ABOUT THIS EXERCISE: Copy every line of the data that includes the string "seam".

RECORDS TO PROCESS:
══════════════════════════════

PR #1449, opened 2026-08-24
fix(cc): daily session reset fires at local midnight, not UTC midnight

WingedGuardian:
Replaces #1442 (recreated on a clean branch: its history contained a private timezone identifier that could not be rewritten in place, since force-push is blocked).

## Problem
The CC-session daily reset computed its day boundary in UTC
(`datetime.now(UTC).replace(hour=day_boundary_hour)`). On any install whose
timezone is offset from UTC, the reset fired at the UTC-midnight instant
instead of local midnight — with the default `day_boundary_hour=0`, sessions
were retired at UTC-midnight local-time rather than overnight. Two call sites
shared it: `ConversationLoop._should_reset` (live, every message) and
`SessionManager.check_morning_reset`.

## Fix
Extract one helper `genesis.util.tz.local_day_boundary(hour, now=None)` that
computes the most-recent `hour:00` boundary **in the user's timezone** and
returns it **UTC-aware**. Both call sites delegate.

Returning UTC is load-bearing for `check_morning_reset`: its boundary is
string-compared (`<`) against stored `+00:00` timestamps in
`cc_sessions.query_stale`. A local-offset ISO string would sort wrong against
`+00:00` values and silently break the query, so the helper normalizes to UTC,
matching every `last_activity_at` write site. A naive `now` is treated as UTC
(matching `parse_utc_iso`). `now` is an injectable seam for deterministic tests.

## Tests
- `TestLocalDayBoundary`: local-vs-UTC boundary, a second fixed offset (proves
  the boundary follows the zone), UTC-install no-op, naive-`now`, and the
  `+00:00` serialization that closes the string-comparison trap.
- Wiring tests exercise both real call sites via the injected clock.
- **Verified-RED** against a reverted UTC-midnight helper.
- Boundary tests use fixed `Etc/GMT+N` offsets (no real timezone). The display
  tests (`fmt`/`fmt_short`) need a DST-observing named zone, so they use
  `Europe/London` (install-generic) instead of a real install timezone.

Generalizable: a UTC install is byte-identical; the boundary follows
`user_timezone()`, no hardcoded offset.

### DIFF
--- a/src/genesis/cc/conversation.py
+++ b/src/genesis/cc/conversation.py
@@ -7,7 +7,7 @@ import json
 import logging
 from collections.abc import Awaitable, Callable, Coroutine
 from dataclasses import replace
-from datetime import UTC, datetime, timedelta
+from datetime import UTC, datetime
 from typing import TYPE_CHECKING, Any
 
 from genesis.cc import rate_limit_park, roster
@@ -37,6 +37,7 @@ from genesis.cc.types import (
 )
 from genesis.db.crud import cc_sessions
 from genesis.observability.call_site_recorder import record_last_run
+from genesis.util import tz
 
 if TYPE_CHECKING:
     from genesis.cc.contingency import CCContingencyDispatcher
@@ -1620,11 +1621,19 @@ class ConversationLoop:
         except Exception:
             logger.debug("User correction scan failed", exc_info=True)
 
-    def _should_reset(self, session: dict) -> bool:
+    def _should_reset(self, session: dict, *, now: datetime | None = None) -> bool:
         """Check if session is from a previous day boundary.
+
+        The boundary is local-midnight (``day_boundary_hour`` in the user's
+        timezone), not UTC-midnight — otherwise the daily reset fires at the
+        UTC-midnight instant instead of local midnight on any UTC-offset install
+        (see :func:`genesis.util.tz.local_day_boundary`).
 
         Supergroup topic sessions (thread_id set) are persistent — they
         only compact when CC context limits are hit, never by day boundary.
+
+        *now* is injectable for deterministic tests; defaults to the current
+        instant.
         """
         # Supergroup topic sessions are persistent — no daily reset
         if session.get("thread_id"):
@@ -1635,10 +1644,5 @@ class ConversationLoop:
         started_dt = datetime.fromisoformat(started)
         if started_dt.tzinfo is None:
             started_dt = started_dt.replace(tzinfo=UTC)
-        now = datetime.now(UTC)
-        boundary = now.replace(
-            hour=self._day_boundary_hour, minute=0, second=0, microsecond=0,
-        )
-        if now < boundary:
-            boundary -= timedelta(days=1)
+        boundary = tz.local_day_boundary(self._day_boundary_hour, now=now)
         return started_dt < boundary
--- a/src/genesis/cc/session_manager.py
+++ b/src/genesis/cc/session_manager.py
@@ -17,6 +17,7 @@ from genesis.cc.types import (
     session_origin_for_channel,
 )
 from genesis.db.crud import cc_sessions
+from genesis.util import tz
 
 logger = logging.getLogger(__name__)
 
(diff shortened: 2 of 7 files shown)


WingedGuardian:
@codex review

WingedGuardian:

Scope: `src/genesis/cc/conversation.py`, `src/genesis/cc/session_manager.py`, `src/genesis/util/tz.py`, plus tests in `tests/test_cc/` and `tests/test_util/`. Not documentation/config-only, so a full pass was done.

Checked and clear:
- No nohup/raw-SQL/bare-except/mutable-default/`/tmp/`/force-push/`git add -A` patterns.
- Import hygiene: new `from genesis.util import tz` import in both `conversation.py` and `session_manager.py` is correctly grouped with local imports and alphabetized (after `genesis.observability` / `genesis.db.crud` respectively). No circular imports, no star imports.
- New public function `genesis.util.tz.local_day_boundary` has a complete docstring covering behavior, the UTC-return rationale (the `query_stale` string-comparison trap), and the `now` injection seam. Docstrings on `_should_reset` and `check_morning_reset` were updated to match the new behavior.
- Test coverage: `TestLocalDayBoundary` in `tests/test_util/test_tz.py` covers local-vs-UTC boundary, a second fixed offset, UTC-install no-op, naive-`now` handling, and `+00:00` serialization. Both call sites (`ConversationLoop._should_reset`, `SessionManager.check_morning_reset`) get dedicated regression tests via the injected clock.
- Commit message uses the conventional prefix (`fix(cc): ...`).

Nit (not blocking): `_should_reset`'s docstring says "Supergroup topic sessions ... only compact when CC context limits are hit, never by day boundary" — this is existing prose, unrelated to this diff, no action needed.



---

WingedGuardian:
Second-pass review covering both structural patterns and PII/secrets/wording (the earlier comment on this PR only ran the structural pass). Note: GitHub blocks a request-changes review on a PR authored by this same account, so posting findings as a comment instead.

**Structural review: CLEAN**
No pattern violations. Confirms the prior structural comment: no nohup/raw-SQL/bare-except/mutable-default/`/tmp/`/force-push/`git add -A` patterns; import grouping is correct in both `conversation.py` and `session_manager.py`; the new `local_day_boundary` helper and the two modified call sites have complete docstrings and dedicated regression tests; commit uses a conventional `fix(cc):` prefix.

**PII/Secrets scan (code diff): CLEAN**
No secrets, private IPs, credentials, or other Domain-2 code-level issues in the added lines. Note the test suite change is a *positive* signal here: it deliberately swaps `America/New_York` fixtures for install-generic `Europe/London` / `Etc/GMT+N` zones specifically to avoid leaking a real install timezone into the public repo.

**Wording scan: CRITICAL — flagged for human attention**

PR description, opening paragraph:

> Replaces #1442 (recreated on a clean branch: its history contained a private timezone identifier that could not be rewritten in place, since force-push is blocked).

══════════════════════════════

RESPONSE TO THIS TASK:
(matching `parse_utc_iso`). `now` is an injectable seam for deterministic tests.
- New public function `genesis.util.tz.local_day_boundary` has a complete docstring covering behavior, the UTC-return rationale (the `query_stale` string-comparison trap), and the `now` injection seam. Docstrings on `_should_reset` and `check_morning_reset` were updated to match the new behavior.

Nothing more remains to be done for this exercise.